## [What to produce]
Each line of the data below that includes the string "some" must be copied.
[Working data Boundary: Start]
PR #140, opened 2022-08-07
Write in typescript and ES2020, create ESM output

jonluca:
This is a PR that's born out of the previous fix - it didn't make sense to ship separate types, that were missing some options and had to be manually updated.

This rewrites the core logic with strongly typed typescript, and modernizes some of the code.

The build outputs both es3 and es2020, so this is fully backwards compatible.


eriktrom:
closing in favor of #139

eriktrom:
wow thanks for the work, but as mentioned in #141 - the simple - which is all we need - type testing in that pr would not work if we completely rewrite everything. 

nice work though, good practice is never a waste of time :)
[Working data Boundary: End]
## [Exercise result]
This is a PR that's born out of the previous fix - it didn't make sense to ship separate types, that were missing some options and had to be manually updated.
This rewrites the core logic with strongly typed typescript, and modernizes some of the code.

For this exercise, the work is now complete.